PR #1295, opened 2021-04-01
RequestContext supports dynamic parameter markers

carterkozak:
This can be leveraged to add safe-loggable parameters to the
request log.

## Before this PR
ThreadLocals to add request logging metadata... oof.

## After this PR

==COMMIT_MSG==
RequestContext supports dynamic parameter markers
==COMMIT_MSG==

## Possible downsides?
More API surface. Not much, and beats the alternative.

PR #1296, opened 2021-04-01
RequestContext supports adding safe-logging Args to the request

carterkozak:
==COMMIT_MSG==
RequestContext supports adding safe-logging Args to the request
==COMMIT_MSG==

Alternative to #1295

### DIFF
--- a/conjure-java-undertow-runtime/src/main/java/com/palantir/conjure/java/undertow/runtime/ConjureContexts.java
+++ b/conjure-java-undertow-runtime/src/main/java/com/palantir/conjure/java/undertow/runtime/ConjureContexts.java
@@ -31,28 +31,27 @@ import java.util.Map;
 import java.util.Optional;
 
 final class ConjureContexts implements Contexts {
-    private final RequestLogParameterHandler requestLogParameterHandler;
+    private final RequestArgHandler requestArgHandler;
 
-    ConjureContexts(RequestLogParameterHandler requestLogParameterHandler) {
-        this.requestLogParameterHandler = requestLogParameterHandler;
+    ConjureContexts(RequestArgHandler requestArgHandler) {
+        this.requestArgHandler = requestArgHandler;
     }
 
     @Override
     public RequestContext createContext(HttpServerExchange exchange, Endpoint _endpoint) {
-        return new ConjureServerRequestContext(exchange, requestLogParameterHandler);
+        return new ConjureServerRequestContext(exchange, requestArgHandler);
     }
 
     private static final class ConjureServerRequestContext implements RequestContext {
 
         private final HttpServerExchange exchange;
-        private final RequestLogParameterHandler requestLogParameterHandler;
+        private final RequestArgHandler requestArgHandler;
 
         private ImmutableListMultimap<String, String> cachedQueryParams;
 
-        ConjureServerRequestContext(
-                HttpServerExchange exchange, RequestLogParameterHandler requestLogParameterHandler) {
+        ConjureServerRequestContext(HttpServerExchange exchange, RequestArgHandler requestArgHandler) {
             this.exchange = exchange;
-            this.requestLogParameterHandler = requestLogParameterHandler;
+            this.requestArgHandler = requestArgHandler;
         }
 
         @Override
@@ -77,8 +76,8 @@ final class ConjureContexts implements Contexts {
         }
 
         @Override
-        public void requestLogParameter(Arg<?> arg) {
-            requestLogParameterHandler.addParameter(exchange, arg);
+        public void requestArg(Arg<?> arg) {
+            requestArgHandler.arg(exchange, arg);
         }
 
         private ImmutableListMultimap<String, String> buildQueryParameters() {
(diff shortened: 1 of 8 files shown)


conjure-java-undertow-runtime/src/main/java/com/palantir/conjure/java/undertow/runtime/ConjureContexts.java
```diff
@@ -68,6 +76,11 @@ public RequestContext createContext(HttpServerExchange exchange, Endpoint _endpo
             return cachedQueryParamsSnapshot;
         }
 
+        @Override
+        public void requestLogParameter(Arg<?> arg) {
```
carterkozak: Ideas for a better method name?

jkozlowski: Yeah, was going to say: I think we discussed that I personally wouldn't be opposed if those actually showed up in normal logs as MDC as well, to aid debugging. So maybe #requestParameter is more generic (because it doesn't tie you to request LOGs)? We kinda used RequestContext already to name the whole concept here, so context is probably out of question.

Other ideas: #diagnosticParameter, but not too keen.

conjure-java-undertow-runtime/src/main/java/com/palantir/conjure/java/undertow/runtime/ConjureUndertowRuntime.java
```diff
@@ -39,6 +39,7 @@
     private final MarkerCallback markerCallback;
```
jkozlowski, line 39: Does this now get superceeded?

jkozlowski, line 39: Does this now get deprecated/replaced?

conjure-undertow-lib/src/main/java/com/palantir/conjure/java/undertow/lib/RequestContext.java
```diff
@@ -44,4 +45,10 @@
      * Returns all query parameters associated with the current request.
      */
     ListMultimap<String, String> queryParameters();
+
+    /**
+     * Associates an {@link Arg} with the current request for observability.
+     * Implementations may choose to include this data in the request log.
+     */
+    void requestLogParameter(Arg<?> arg);
```
jkozlowski: Curious what we do when these are null? Defo not throw right?

jkozlowski (commented):
Name suggestion

conjure-java-undertow-runtime/src/main/java/com/palantir/conjure/java/undertow/runtime/ConjureContexts.java
carterkozak: `requestParameter` is nice, however it implies that the input is a parameter of the request, when it might come from elsewhere. I think the name you propose is easier to understand at a glance though.

carterkozak: Maybe `requestArg(Arg<?>)` based on the `Arg` type name, avoiding naming collision with request parameters entirely, which I took from `requestLogV2.params`?

conjure-undertow-lib/src/main/java/com/palantir/conjure/java/undertow/lib/RequestContext.java
carterkozak: Yep, this is where things get a little funny though: I'd like the contract to be defined as non-null because the call isn't helpful in that case, however given an unexpected null input I'd expect the value to be ignored. I have a pretty strong stance against observability frameworks throwing because they're most utilized when assumptions have already been broken.

conjure-java-undertow-runtime/src/main/java/com/palantir/conjure/java/undertow/runtime/ConjureUndertowRuntime.java
carterkozak: Markers are still used for things defined in the conjure yaml via codegen, the RequestContext on the other hand is used directly by developers.

conjure-undertow-lib/src/main/java/com/palantir/conjure/java/undertow/lib/RequestContext.java
jkozlowski: yeah, log + metric on misuse is the way to go.

conjure-java-undertow-runtime/src/main/java/com/palantir/conjure/java/undertow/runtime/ConjureUndertowRuntime.java
jkozlowski: yeah, I guess I'm asking if it makes sense to keep both or we should just have one: the Safe annotation in conjure yaml is basically a shortcut, when you know the whole thing is safe.

conjure-undertow-lib/src/main/java/com/palantir/conjure/java/undertow/lib/RequestContext.java
```diff
@@ -44,4 +45,10 @@
      * Returns all query parameters associated with the current request.
      */
     ListMultimap<String, String> queryParameters();
+
+    /**
+     * Associates an {@link Arg} with the current request for observability.
+     * Implementations may choose to include this data in the request log.
```
jkozlowski, line 51: "Implementation may choose to use this data for request logging and other observability needs"?

jkozlowski (approved):

PR #1298, opened 2021-04-03
fix #1297: Include safety annotations on undertow and dialogue interfaces

### LINKED ISSUE #1297: Safe tag on argument definition does not render into Java annotation
## What happened?

I added the `safe` tag to an endpoint's argument definition and the service rendered successfully, but none of the generated Java classes actually include the `@Safe` annotation.

The rendered Java classes should include the `@Safe` annotation for the tagged arguments.

carterkozak:
These annotations are helpful both for developers consuming code,
and the static analysis which protects them from foot-guns. Data
leaks are no fun for anyone involved, and the more we can do
to make observability safety classifications obvious the faster
and more safely we'll be able to iterate.

## Before this PR

#1297

## After this PR
==COMMIT_MSG==
Include safety annotations on undertow and dialogue interfaces
==COMMIT_MSG==

### DIFF
--- a/conjure-java-core/src/main/java/com/palantir/conjure/java/ConjureTags.java
+++ b/conjure-java-core/src/main/java/com/palantir/conjure/java/ConjureTags.java
@@ -44,7 +44,7 @@ public final class ConjureTags {
         return tags.contains(UNSAFE);
     }
 
-    public static ImmutableList<AnnotationSpec> tagAnnotations(ArgumentDefinition argument) {
+    public static ImmutableList<AnnotationSpec> safetyAnnotations(ArgumentDefinition argument) {
         validateTags(argument);
         List<String> tags = argument.getTags();
         ImmutableList.Builder<AnnotationSpec> builder = ImmutableList.builderWithExpectedSize(1);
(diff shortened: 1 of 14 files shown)


conjure-java-core/src/main/java/com/palantir/conjure/java/ConjureTags.java
```diff
@@ -44,7 +44,7 @@ public static boolean isUnsafe(Collection<String> tags) {
         return tags.contains(UNSAFE);
     }
 
-    public static ImmutableList<AnnotationSpec> tagAnnotations(ArgumentDefinition argument) {
+    public static ImmutableList<AnnotationSpec> safetyAnnotations(ArgumentDefinition argument) {
```
jkozlowski, line 47: I assume dependency on the Safe class is automatically inherited in generated code?

jkozlowski (commented):
Quick qq, can approve afterwards

conjure-java-core/src/main/java/com/palantir/conjure/java/ConjureTags.java
carterkozak: That's correct -- generated code already uses safe-logging preconditions which provides the safe-logging annotation API as an api dependency.

jkozlowski (approved):

carterkozak:
:robot: :popcorn:

PR #1300, opened 2021-04-06
Avoid sending empty optional fields

carterkozak:
These fields are excluded entirely per the conjure spec:
https://github.com/palantir/conjure/blob/master/docs/spec/wire.md#561-coercing-json-null--absent-to-conjure-types

## Before this PR
Always send `{"filedName":null}`

## After this PR
Becomes `{}`.
==COMMIT_MSG==
Avoid sending empty optional values within generated objects.
==COMMIT_MSG==

## Possible downsides?
Risks:
Typescript/javascript clients will _receive_ `undefined` values
rather than `null`. Consumers which use `==` will not be impacted,
however those using `===` (and friends) _may break_.
I have verified that we have static analysis enabled to enforce the correct use of `==`,
so the risk only applies to cases where users have explicitly disabled the check, or
'splat' objects.

No risk for non-conjure objectmapper uses becuase we explicitly opt in with generated conjure objects.

### DIFF
--- a/conjure-java-core/src/test/java/com/palantir/conjure/java/types/WireFormatTests.java
+++ b/conjure-java-core/src/test/java/com/palantir/conjure/java/types/WireFormatTests.java
@@ -43,6 +43,7 @@ import com.palantir.product.MapExample;
 import com.palantir.product.OptionalAlias;
 import com.palantir.product.OptionalAliasExample;
 import com.palantir.product.OptionalExample;
+import com.palantir.product.PrimitiveOptionalsExample;
 import com.palantir.product.SetAlias;
 import com.palantir.product.SetExample;
 import com.palantir.product.StringAliasExample;
@@ -559,6 +560,28 @@ public final class WireFormatTests {
     public void testOptionalAliasExample() throws IOException {
         assertThat(mapper.readValue("{\"optionalAlias\":null}", OptionalAliasExample.class))
                 .isEqualTo(OptionalAliasExample.of(OptionalAlias.of(Optional.empty())));
+    }
+
+    @Test
+    public void testEmptyOptionalFieldSerialization() throws IOException {
+        assertThat(mapper.writeValueAsString(PrimitiveOptionalsExample.builder().build()))
+                .isEqualTo("{}");
+    }
+
+    @Test
+    public void testEmptyOptionalFieldSerializationOfAlias() throws IOException {
+        assertThat(mapper.writeValueAsString(OptionalAliasExample.builder()
+                        .optionalAlias(OptionalAlias.of(Optional.empty()))
+                        .build()))
+                .isEqualTo("{}");
+    }
+
+    @Test
+    public void testEmptyOptionalFieldSerializationOfAlias_emptyString() throws IOException {
+        assertThat(mapper.writeValueAsString(OptionalAliasExample.builder()
+                        .optionalAlias(OptionalAlias.of(Optional.of("")))
+                        .build()))
+                .isEqualTo("{\"optionalAlias\":\"\"}");
     }
 
     private static final class TestVisitor implements UnionTypeExample.Visitor<Integer> {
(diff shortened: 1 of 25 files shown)


conjure-java-core/src/test/java/com/palantir/conjure/java/types/WireFormatTests.java
```diff
@@ -561,6 +567,52 @@ public void testOptionalAliasExample() throws IOException {
                 .isEqualTo(OptionalAliasExample.of(OptionalAlias.of(Optional.empty())));
     }
 
+    @Test
+    public void testEmptyOptionalFieldSerialization() throws IOException {
+        assertThat(mapper.writeValueAsString(PrimitiveOptionalsExample.builder()
+                        .aliasTwo(StringAliasTwo.of(Optional.empty()))
+                        .aliasOptional(OptionalAlias.of(Optional.empty()))
+                        .aliasOptionalMap(OptionalMapAliasExample.of(Optional.empty()))
```
jkozlowski, line 578: maybe we want tests for set/list as well for completeness?

conjure-java-core/src/test/java/com/palantir/conjure/java/types/WireFormatTests.java
```diff
@@ -561,6 +567,52 @@ public void testOptionalAliasExample() throws IOException {
...
+                .set(ImmutableSet.of())
+                .aliasOne(StringAliasOne.of(""))
+                .aliasTwo(StringAliasTwo.of(Optional.of(StringAliasOne.of(""))))
+                .aliasOptional(OptionalAlias.of(Optional.of("")))
+                .aliasOptionalMap(OptionalMapAliasExample.of(Optional.of(ImmutableMap.of())))
+                .aliasMap(MapAliasExample.of(ImmutableMap.of()))
+                .build();
+        PrimitiveOptionalsExample recreated =
+                mapper.readValue(mapper.writeValueAsBytes(original), PrimitiveOptionalsExample.class);
+        assertThat(recreated).isEqualTo(original);
```
jkozlowski: For documentation purposes really, can you also add a test that shows the actual string serialized output, like in the above test?

jkozlowski (approved):
Small questions

conjure-java-core/src/test/java/com/palantir/conjure/java/types/WireFormatTests.java
carterkozak: That sort of test can be difficult to maintain because we don't provide any guarantees about field order, which doesn't impact tests using zero or one fields.
How about adding the serialized json string to the failure message if the test doesn't pass, and verifying that the expected number of fields are present?

conjure-java-core/src/test/java/com/palantir/conjure/java/types/WireFormatTests.java
carterkozak: Updated :+1:

conjure-java-core/src/test/java/com/palantir/conjure/java/types/WireFormatTests.java
jkozlowski: Alternatively a test per field, that way you don't have any ordering issues, but that sounds like a lot of faff. Should we be specifying field order, I think jackson supports that right? ``@JsonPropertyOrder``?

carterkozak: We could provide consistent order, but I don't think the conjure spec should. Not sure its worth it just for this sort of test, as written I think it should give us sufficient context.

jkozlowski: ok let's ship it. I still feel like consistent order might be useful for these sort of tests, whenever I see serialization code, I want to see the ACTUAL string/bytes. Roundtrip tests are obviously useful, not denying that, but nothing beats just seeing the actual output.

PR #1306, opened 2021-04-09
Annotations to map back to defined service and endpoint name

esword:
## Before this PR
We are working on a project to detect what endpoints are called by a consumer of conjure APIs so that we can determine
what a true minimum version bounds is for that consumer based on the set of used endpoints rather than the entire API.  In order to detect what endpoints are invoked and then match that to the conjure IR, we need to be able to map between the endpoint information in the IR (specifically, HTTP method + path) and the class and method names in the source code.  These annotations allow us to do so.

## After this PR
==COMMIT_MSG==
Annotations to map back to defined service and endpoint name
==COMMIT_MSG==

## Possible downsides?
Too much awesomeness in one place.


carterkozak:
I don't understand why we need annotations on the top level class as well as the endpoint, I think it's brittle to assume all generators will always match the structure of the definition schema.

Should the annotation name reflect that it's meant to specifically capture client interactions? If I build another services server-side API, it has no bearing on my dependency on that service. In that vein, I don't think we should be annotating the conujre-undertow endpoints.

For discussion:
annotating with HTTP verb/path as opposed to service name/endpoint tuple. Either should work, much of our instrumentation is built around the latter, and it's more obvious that the name cannot be used for implementation logic which is why I would lean in that direction. There may be a case I haven't considered though.
Note that in either case we have to map from the source-code metadata to the current IR before checking compatibility, both verb-path and service-endpoint are allowed to change in non-breaking ways over time.

esword:
I am working on scanning for the annotations in another project now and will see if having the service-level one makes things significantly easier.  I like it for identification purposes, even if it isn't strictly required for this project.

I'm open to other names for the annotation(s).  I was drawing a blank.

Can you clarify what you mean by not annotating the conjure-undertow endpoints?  (This is the problem with working in a codebase one doesn't entirely understand - I don't know all what all the different pieces are for the different libraries.)

As for what to annotate with - the only reason I did verb+path was I thought you had indicated it was closest to "canonical id" for an endpoint.  If it's not, then sure, I'll swap it to the more human understandable one.  Or I can just annotate with all of them...

carterkozak:
> Can you clarify what you mean by not annotating the conjure-undertow endpoints?

Of course! We generate bindings for clients (dialogue) and servers (undertow) as well as more ambiguous bindings that may be used for either clients or servers (jersey).
If I build a distribution package which includes jars that call into the dialogue `FooService.ping` method (from an API with declares a product-dependency on `foo`) and I also invoke a conjure-undertow (server implementation, not a client) `BarService.ping` (which may be created by a product `bar`), I should only need to worry about the `FooService.ping` dependency because it's the code that can interact with a remote service, even if I'm impersonating a `bar` server. In that case I would be acting as a `bar`, providing the api, not consuming it.

I hope that made some amount of sense -- I can VTC through it if you like.

esword:
Ah - didn't know undertow was only server.  Makes sense, and given that
context renaming the annotation to ConjureClientEndpoint also makes sense.

conjure-lib/src/main/java/com/palantir/conjure/java/lib/internal/ConjureClientService.java
```diff
@@ -0,0 +1,33 @@
...
+import java.lang.annotation.Retention;
+import java.lang.annotation.RetentionPolicy;
+import java.lang.annotation.Target;
+
+/**
+ * Signifies that the annotated class is a conjure service.
+ */
+@Retention(RetentionPolicy.CLASS)
+@Target(ElementType.TYPE)
+public @interface ConjureClientService {
```
jkozlowski: I'll see if I can answer this myself later? Is it not that this should be just @ConjureClient?

conjure-lib/src/main/java/com/palantir/conjure/java/lib/internal/ConjureClientEndpoint.java
```diff
@@ -0,0 +1,33 @@
...
+
+/**
+ * Signifies that the given method corresponds to a conjure endpoint with the given http path and method.
+ */
+@Retention(RetentionPolicy.CLASS)
+@Target(ElementType.METHOD)
+public @interface ConjureClientEndpoint {
+    String method();
+
+    String path();
```
jkozlowski: Dunno if the coupling is right, but there's HttpMethod in com.palantir.conjure.spec

conjure-lib/src/main/java/com/palantir/conjure/java/lib/internal/ConjureClientService.java
```diff
@@ -0,0 +1,33 @@
...
+    String package_() default "";
```
jkozlowski: Is this not always just the package/class name of the annotated class?

jkozlowski (commented):
Just questions from me

conjure-lib/src/main/java/com/palantir/conjure/java/lib/internal/ConjureClientEndpoint.java
```diff
@@ -0,0 +1,35 @@
...
+ * Signifies that the given method corresponds to a endpoint invoked by a conjure client.
+ */
+@Retention(RetentionPolicy.CLASS)
+@Target(ElementType.METHOD)
+public @interface ConjureClientEndpoint {
+    String method();
+
+    String path();
+
+    String name();
```
carterkozak: service-endpoint and method-path should both be unique identifiers, I'm not sure we need both

conjure-lib/src/main/java/com/palantir/conjure/java/lib/internal/ConjureClientService.java
carterkozak: local codegen plugin applies a different package prefix.

conjure-lib/src/main/java/com/palantir/conjure/java/lib/internal/ConjureClientService.java
carterkozak: I'm still not sure I understand why we need a class-level annotation in addition to method.

conjure-lib/src/main/java/com/palantir/conjure/java/lib/internal/ConjureClientEndpoint.java
esword: No, we don't need both necessarily, but I was experimenting with switching to service-endpoint so added that.  It turns out using service-endpoint isn't as easy as hoped - the code that generates the method code only has an EndpointDefinition available to it, not a  ServiceDefinition, so we don't have access to the service name. I don't want to go modifying all the endpoint generation code just to pass the service name through.

An alternative would be to use the Service annotation in combination with the Endpoint annotation - getting the service name from one and the endpoint from the other. I know you didn't like having the other annotation, but it may be more clear to readers that way.

Regardless, I think having the name in the Endpoint annotation doesn't do any harm, and makes it easier to recognize when reading.

conjure-lib/src/main/java/com/palantir/conjure/java/lib/internal/ConjureClientService.java
esword: it may be, but, as carter would say, that's fragile to assume. I'd rather have it explicit. Carter also wants to not have this annotation at all and just use the Endpoint annotation. I have the client side code working with just the Endpoint information, so maybe that is good enough, even though I like having the service annotation for reference when reading the source code.

conjure-lib/src/main/java/com/palantir/conjure/java/lib/internal/ConjureClientEndpoint.java
esword: I want to keep type simple for the annotation. As it is the only place where this gets filled in uses the definition.getHttpMethod().get() to populate, so I expect that is fine.

conjure-lib/src/main/java/com/palantir/conjure/java/lib/internal/ConjureClientEndpoint.java
jkozlowski: For what it's worth, changing code-generating code is pretty low lift, so I wouldn't be opposed to the refactoring, if it's useful.

carterkozak: +1, I'd prefer modifying the code-gen code rather than sacrificing legibility of the code it produces.

jkozlowski: What I've found useful in dialogue-annotations-processor is instantiating the *Generator classes per ServiceDefinition, instad of one per JVM and then passing ServiceDefinition to #generate method: it simplified a whole bunch of state threading to not have to pass stuff as method args through a million different codepaths. Maybe that could work here to simplify stuff?

esword: I really don't feel comfortable re-writing the generators for this small change. I'll do another commit passing the ServiceDefinition through the couple places needed

esword: Carter and I chatted offline and I think came to the conclusion that the http method-path combo which is there now is fine because it's the most concise form of annotation without introducing in new (and fragile) conventions for specifying a package+service+endpoint unique name as a string. So I'm not going to push anything new unless he comes back and says I missed something.

conjure-lib/src/main/java/com/palantir/conjure/java/lib/internal/ConjureClientEndpoint.java
```diff
@@ -0,0 +1,33 @@
...
+import java.lang.annotation.Retention;
+import java.lang.annotation.RetentionPolicy;
+import java.lang.annotation.Target;
+
+/**
+ * Signifies that the given method corresponds to a endpoint invoked by a conjure client.
+ */
+@Retention(RetentionPolicy.CLASS)
+@Target(ElementType.METHOD)
+public @interface ConjureClientEndpoint {
```
carterkozak: I wonder if we should rename this to `ClientEndpoint` since "Conjure" is implied by `com.palantir.conjure`?

I realize this is pedantic, but it gets much more difficult to change after the feature is merged.

conjure-lib/src/main/java/com/palantir/conjure/java/lib/internal/ConjureClientEndpoint.java
```diff
@@ -0,0 +1,33 @@
...
+
+package com.palantir.conjure.java.lib.internal;
+
+import java.lang.annotation.ElementType;
+import java.lang.annotation.Retention;
+import java.lang.annotation.RetentionPolicy;
+import java.lang.annotation.Target;
+
+/**
+ * Signifies that the given method corresponds to a endpoint invoked by a conjure client.
```
carterkozak: nit: Endpoint may or may not be invoked. Perhaps "...given method corresponds to an endpoint on a conjure client."

conjure-lib/src/main/java/com/palantir/conjure/java/lib/internal/ConjureClientEndpoint.java
carterkozak: Agree that method is simple enough here, and we don't want conjure generated code to have a dependency onto the conjure spec types.

conjure-java-core/src/integrationInput/java/com/palantir/product/AsyncRequestProcessingTestService.java
```diff
@@ -18,41 +19,50 @@
 public interface AsyncRequestProcessingTestService {
     @GET
     @Path("async/delay")
+    @ConjureClientEndpoint(path = "/async/delay", method = "GET")
```
carterkozak: While we're here, any chance we can flip the order to more closely match a request line e.g. `GET /async/delay`

conjure-lib/src/main/java/com/palantir/conjure/java/lib/internal/ConjureClientEndpoint.java
esword: done

conjure-lib/src/main/java/com/palantir/conjure/java/lib/internal/ConjureClientEndpoint.java
esword: done

conjure-java-core/src/integrationInput/java/com/palantir/product/AsyncRequestProcessingTestService.java
esword: done

jkozlowski (approved):

PR #1308, opened 2021-04-10
Upgrade gradle-external-publish-plugin to fix published .bat scripts

AlexLandau:
See https://github.com/palantir/gradle-external-publish-plugin/pull/4

## Before this PR

The .bat scripts in conjure-java generators failed for Windows users because the gradle-external-publish-plugin modified the scripts incorrectly while shortening their classpaths.

This failure would manifest as `Error: Could not find or load main class com.palantir.conjure.java.cli.ConjureJavaCli` when trying to run tasks like `compileConjureObjects`.

## After this PR

==COMMIT_MSG==
Fix the .bat start script for the generator (used on Windows machines) to use the correct classpath. 
==COMMIT_MSG==

## Possible downsides?

The upgrade may cause other changes I'm not aware of.

### DIFF
--- a/build.gradle
+++ b/build.gradle
@@ -23,7 +23,7 @@ buildscript {
     }
 
     dependencies {
-        classpath 'com.palantir.gradle.externalpublish:gradle-external-publish-plugin:0.4.10'
+        classpath 'com.palantir.gradle.externalpublish:gradle-external-publish-plugin:1.0.1'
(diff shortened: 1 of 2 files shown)


AlexLandau:
I tested this locally by running `./gradlew :conjure-java:startScripts` and checking that `conjure-java/build/scripts/conjure-java.bat` had the classpath I expected, though I have not run the resulting script on a Windows machine myself.

carterkozak (approved):
Thanks!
********
What you are asked to do:
Tally the lines of the records that contain "dependency", then write only the total.

Task solution:
5